REVERSED and REMANDED.
Notes
. While we were considering this opinion, we learned that the Federal Circuit decided a parallel case,
Filmtec Corp.
v.
Hydranautics,
We do not decide whether the case at bar is distinguishable, on the ground that FilmTec’s alleged fraud would render FilmTec’s patent infringement claim objectively baseless.

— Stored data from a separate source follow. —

PR #2162, opened 2017-01-13
Support jQuery plugins utilizing AMD

TimWolla:


wcfsetup/install/files/js/require.config.js
```diff
@@ -44,3 +44,12 @@ requirejs.config({
...
 	}
 });
+
+/* Define jQuery shim. We cannot use the shim object in the configuration above,
+   because it tries to load the file, even if the exported global already exists.
+   This shim is needed for jquery plugins supporting an AMD loaded jquery, because
+   we break the AMD support of jquery for BC reasons.
+*/
+define('jquery', function() {
+	return window.$;
```
dtdesign: For consistency have it check for `window.jQuery` to avoid any kind of timing issues if there is some `noConflict()` stuff going on.

PR #2163, opened 2017-01-14
Add support for VieCode Customer Area 5.1.x passwords in PasswordUtil

Fighter456:
This would be useful for our KittMedia Shop.
Would this PR merged into the 2.0 branch if I create an extra PR for that, too?

### DIFF
--- a/wcfsetup/install/files/lib/util/PasswordUtil.class.php
+++ b/wcfsetup/install/files/lib/util/PasswordUtil.class.php
@@ -7,7 +7,7 @@ use wcf\system\Regex;
  * Provides functions to compute password hashes.
  * 
  * @author	Alexander Ebert
- * @copyright	2001-2015 WoltLab GmbH
+ * @copyright	2001-2017 WoltLab GmbH
  * @license	GNU Lesser General Public License <http://opensource.org/licenses/lgpl-license.php>
  * @package	com.woltlab.wcf
  * @subpackage	util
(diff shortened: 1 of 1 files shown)


dtdesign:
There is an almost infinite number of different hashing algorithms out there and we focus on supporting the most common ones. The proposed one does not qualify to be added to the core.

Fighter456:
I am honestly:
This stance against other developers is very annoying. So it's really no fun to develop products based on your software.

A hash algorithm, which is used in a product for your software (still WCF 1.0), is not a qualified hash algorithm for you? Yes, this hash algorithm was created by an external developer but the developer of this product is not a small person in the WoltLab scene.

Then you should urgently consider how other developers will be able to support more hash algorithms with your software. The way (converting passwords after import) created by you seems _not to be intended for external developers_. Please think about it.

dtdesign:
There is always that one additional piece that we could add to the software, that would benefit X and is quite useful with Y. Nobody is going to argue against this and I can clearly see how much you would love to see this addition being added.

At the end of the day, it is us who are in charge of keeping everything maintained, consistent and seamlessly working together. We need to draw a line somewhere and restrict ourselves to not cross it, after all, it is there for a good reason.

Then again, there can be exceptions made if we think that it would benefit a significant amount of users, but in this particular case, it would at best affect a handful of them. I'm not saying that your changes are void by all means, they're simply not sufficiently in demand for them to be merged into the core.

PS: Discarding passwords on import by flagging them as `invalid` is an intended functionality, and was added to provide an escape route for unrecognized hashing algorithms.

PR #2167, opened 2017-01-29
fix theoretical XSS leak in notices

joshuaruesweg:


wcfsetup/install/files/lib/data/notice/Notice.class.php
```diff
@@ -41,8 +42,8 @@ public function __toString() {
 		// replace `{$username}` with the active user's name and `{$email}`
 		// with the active user's email address
 		$text = strtr(WCF::getLanguage()->get($this->notice), [
-			'{$username}' => WCF::getUser()->username,
-			'{$email}' => WCF::getUser()->email
+			'{$username}' => $this->noticeUseHtml ? StringUtil::encodeHTML(WCF::getUser()->username) : WCF::getUser()->username,
+			'{$email}' => $this->noticeUseHtml ? StringUtil::encodeHTML(WCF::getUser()->email) : WCF::getUser()->email
 		]);
 		
 		if (!$this->noticeUseHtml) {
```
TimWolla: Please change the line below to use `StringUtil::encodeHTML` as well.

joshuaruesweg: Done with an additional commit

PR #3991, opened 2021-02-12
Add anchors to account settings

TimWolla:
- Add `id`s to sections in SettingsForm
- Add `id`s to sections in AccountSecurityPage


dtdesign (commented):
Please use a namespace for these ids to reduce the likelihood of collisions. `multifactor` -> `userSettings_multifactor` etc.

TimWolla:
> Please use a namespace for these ids to reduce the likelihood of collisions. `multifactor` -> `userSettings_multifactor` etc.

I opted for `section_` as the prefix. `userSettings_` would be misleading in `accountSecurity` and `accountSecurity_` would be pretty redundant.

dtdesign (approved):

PR #3996, opened 2021-02-15
Fixes twitch clips which contain a dash char

Sir-Will:
Twitch clips can contain a dash (´-`).
Example: https://clips.twitch.tv/NeighborlyManlyBaconMikeHogu-_9zfXbRK47vik1WO


TimWolla:
Picked manually for 5.2, thanks.

PR #3998, opened 2021-02-16
Move `<meta charset="utf-8">` from headInclude.tpl to header.tpl

### LINKED ISSUE #3802: Move `<title>` after `<meta charset="utf-8">`
The page's title might contain unicode characters and thus probably should appear after the charset tag.

TimWolla:
Resolves #3802

### DIFF
--- a/com.woltlab.wcf/templates/headInclude.tpl
+++ b/com.woltlab.wcf/templates/headInclude.tpl
@@ -1,4 +1,3 @@
-<meta charset="utf-8">
 <meta name="viewport" content="width=device-width, initial-scale=1">
 <meta name="format-detection" content="telephone=no">
 {include file='headIncludeRobotsMetaTag'}
--- a/com.woltlab.wcf/templates/header.tpl
+++ b/com.woltlab.wcf/templates/header.tpl
@@ -1,6 +1,7 @@
 {include file='documentHeader'}
 
 <head>
+	<meta charset="utf-8">
 	{if !$pageTitle|isset}
 		{assign var='pageTitle' value=''}
 		{if (!$__wcf->isLandingPage() || !USE_PAGE_TITLE_ON_LANDING_PAGE) && $__wcf->getActivePage() != null && $__wcf->getActivePage()->getTitle()}


dtdesign:
Over the time I have witnessed quite a few setups running a customized `headInclude` template for whatever reasons. I'm a bit concerned that this cause all sorts of strange issues that will eventually end up in the ticket support.

Do we _really_ need to make this change? We got away with the current setup for, like, ever and this doesn't really add any value except for keeping things tidy. I do expect browsers to be smart enough to finalize the charset for the title after they finished parsing at least the document head?

TimWolla:
> Do we _really_ need to make this change?

I am not entirely sure and I also was concerned about modified templates, that's why this one went in as a PR instead of being committed directly like the others. However a modified `headInclude` template should only result in a duplicated `charset`, not in a missing `charset`. I _expect_ that to be safe.

> I do expect browsers to be smart enough to finalize the charset for the title after they finished parsing at least the document head?

Resources on the Internet are not entirely clear regarding possible issues with an inverted order. A document on Google Code (https://code.google.com/archive/p/doctype-mirror/wikis/MetaCharsetAttribute.wiki) says:

> In order for all browsers to recognize a <meta charset> declaration, it must be
>
>    Within the <head> element,
>    Before any elements that contain text, such as the <title> element, AND
>    Within the first 512 bytes of your document, including DOCTYPE and whitespace

I expect this to be about very outdated browsers, but at the very least it's not clear.

I also found a few resources that say a belated `charset` might block the processing / rendering pipeline of the web browser. I remember something about needing to restart processing the document from the very beginning if the charset changes from the top of my head, but I might misremember.

Within WoltLab Suite we also set the `charset` within the `Content-Type` header since a long time (https://github.com/WoltLab/WCF/blob/3634e3262710f12f1cffdb78fb3c1c20841e0d30/wcfsetup/install/files/lib/util/HeaderUtil.class.php#L60). This might've hidden some or even all of the possible issues.

---------

With that said I'm leaning _slightly_ towards “merge this PR”.

dtdesign:
Uh, I made a typo, I meant the `header` template, not `headInclude`. A modified `header` template would mean that there would be no `charset` declaration in the HTML at all.

TimWolla:
Technically the `<title>` could also be moved into the `headInclude` template, though I expect that one to be modified even more often (but users will notice a missing title more easily).

I'll leave the decision up to you. Either merge this as is, request changes, or close without merging.

dtdesign:
I would suggest keeping it as-is. Even causing the top part of the document to be processed again is not an expensive operation. The include of `headInclude` appears at the very top, with the `charset` being on line 5 from the top, ignoring empty lines, nothing but the title appeared before.

Issue #3864, opened 2021-01-10
Suppress unsupported image types for avatars in emails


dtdesign:
Email clients are notorious for their incredibly bad support for modern HTML and CSS. The widespread use of email clients that are incappable of modern image formats are a constant source of confusion for administrators. We should dynamically modify the output of avatars in emails to provide a better experience:

* [x] Force disable WebP avatars and use the fallback image instead.
* [x] The default avatar must not yield a SVG, we must provide a "regular" image format. JPEG is a sufficient alternative.
* [ ] Adjust the email templates.

TimWolla:
All resolved. For posteriority I searched the affected templates via:

```
ag -Q -G 'email_.*.tpl' -- '->getAvatar()->getImageTag('
```

PR #4001, opened 2021-02-17
Add interface to request safe avatar formats

TimWolla:
- Remove deprecated methods from IUserAvatar interface
- Add ISafeFormatAvatar
- Add AvatarDecorator
- Implement ISafeFormatAvatar in UserAvatar
- Return AvatarDecorator in UserProfile::getAvatar()

Related to #3864


dtdesign (commented):
LGTM

TimWolla:
Okay, I've just picked the first commit into master and rebased this one.

--------

Now that the general design is approved:
- [ ] The methods need to be used in all email templates.
- [ ] The default avatar needs to be adjusted.

Regarding (2) the original issue says:

> The default avatar must not yield a SVG, we must provide a "regular" image format. JPEG is a sufficient alternative.

It is not really clear to me how I would efficiently retrieve a non-SVG from the default avatar that is not completely ugly. Any suggestions?

dtdesign:
> It is not really clear to me how I would efficiently retrieve a non-SVG from the default avatar that is not completely ugly. Any suggestions?

Just fall back to the "sillhoute" avatar which is a plain PNG image.

At some point we should consider just removing the avatar from emails entirely. Since images are blocked by default in many email clients anyway, they barely offer any benefits while adding a lot more hoops to jump through.

TimWolla:
> At some point we should consider just removing the avatar from emails entirely. Since images are blocked by default in many email clients anyway, they barely offer any benefits while adding a lot more hoops to jump through.

I wonder if making the change in this PR is worth it then:

- For compatibility reasons it requires this elaborate decorator with the additional interfaces, locking us into supporting an API that is not particularly good.
- All the email templates need to be adjusted, including plugins, otherwise some emails will show the avatar and some will not, leading to an inconsistent user experience.
    - This would need to be repeated after the removal of avatars.
- The format limitations does not affect all email clients. Looking at [Can I Email](https://www.caniemail.com/features/image-webp/) the Webp support does not seem to be too shabby (with Outlook on Windows being the notable example; as always).

dtdesign:
> For compatibility reasons it requires this elaborate decorator with the additional interfaces, locking us into supporting an API that is not particularly good.

Can't we just use some extra wrapper for the template engine that is used for emails only? We just need a consistent method to check if the avatar is requested from within an email context, offloading the logic straight into the avatar classes.

> All the email templates need to be adjusted, including plugins, otherwise some emails will show the avatar and some will not, leading to an inconsistent user experience.

That's not an argument against such a change. There will always be changes that require third party templates to be adjusted to match the default.

> The format limitations does not affect all email clients. Looking at Can I Email the Webp support does not seem to be too shabby (with Outlook on Windows being the notable example; as always).

If we can detect that this is an "email context", we can just deliver the fallback image (= force skip webp) and we're done.

TimWolla:
> Can't we just use some extra wrapper for the template engine that is used for emails only? We just need a consistent method to check if the avatar is requested from within an email context, offloading the logic straight into the avatar classes.

Emails already use the EmailTemplateEngine, so we already have that wrapper. However communicating this context to the avatar from the EmailTemplateEngine probably requires ugly, intransparent access to global variables. I'd like to prevent such global state if possible.

> That's not an argument against such a change. There will always be changes that require third party templates to be adjusted to match the default.

Sure. But I'd like to avoid this happening twice, especially with the intermediate solution requires adding hacky compatibility wrappers that we'll have to maintain until eternity, because someone might rely on them forever.

------

I prefer the automatic detection of the email context over the current solution implemented in this PR, because it would be easier to clean that up later-on. However I'm not terribly happy with either of them.

dtdesign:
Looking further into this, we should keep avatars, but find a way to restrict the types of images. The easiest approach with the best stability would be to modify all email templates containing avatars to generate the url using `getEmailImageTag()`.

The method `getEmailImageTag()` is responsible to generate an url that is safe for use in emails, that is: JPG/PNG/GIF. This is easily done on our end and easily done for third party authors. Bonus points for having a predictable code path without relying on any semi-global state.

TimWolla:
> The easiest approach with the best stability would be to modify all email templates containing avatars to generate the url using `getEmailImageTag()`.

Okay, then that is the solution from this PR, just using a different method name. I'll adjust the default avatar, then this can be merged and the templates be modified afterwards.

dtdesign (approved):

PR #4003, opened 2021-02-18
Allow disabling the admin contact in ContactForm

TimWolla:


wcfsetup/install/files/lib/form/ContactForm.class.php
```diff
@@ -92,7 +92,7 @@ public function readParameters()
         $this->recipientList->getConditionBuilder()->add("contact_recipient.isDisabled = ?", [0]);
         $this->recipientList->readObjects();
 
-        if (\count($this->recipientList) < 0) {
+        if (!\count($this->recipientList)) {
```
joshuaruesweg, line 95: `empty()`?

TimWolla: Doesn't work with DatabaseObjectLists  and doesn't really matter in this case, because the total number of recipients is expected to be << 10 for a seldomly accessed page.

dtdesign (approved):

PR #4004, opened 2021-02-18
Force lowercase during SFS check

SoftCreatR:
See https://community.woltlab.com/thread/288664-stopforumspam-spammer-werden-nicht-an-der-freischaltung-gehindert/

The spammer didn't register as image but as image and since the username and the email address are being checked "as is", the user was able to register without being flagged as potential spammer.

### DIFF
--- a/wcfsetup/install/files/lib/data/blacklist/entry/BlacklistEntry.class.php
+++ b/wcfsetup/install/files/lib/data/blacklist/entry/BlacklistEntry.class.php
@@ -73,7 +73,7 @@ class BlacklistEntry extends DatabaseObject {
 	}
 	
 	protected static function getHash($string) {
-		return hash('sha256', $string, true);
+		return hash('sha256', mb_strtolower($string), true);
 	}
 	
 	protected static function isMatch($type, $occurrences) {


TimWolla:
This change is not correct.

- The local part of an email address is case sensitive and thus must not be normalized ([RFC 5321#2.3.11](https://tools.ietf.org/html/rfc5321#section-2.3.11)).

The Federal Circuit held that as a matter of law, Film-Tec's case was not objectively baseless, but said "there is no dispute over the facts.” In the procedural posture of the case before us, it would not be correct to say that there is no dispute as to the facts. Hydranautics alleges fraud, and FilmTec denies it. We must assume for the purposes of Rule 12(b)(6) that Hydranau-tics could prove that FilmTec obtained the patent fraudulently. Nor do we decide whether the issue of objective baselessness is res judicata, on account of the Federal Circuit case. These questions should, if raised on remand, be decided in the first instance by the district court.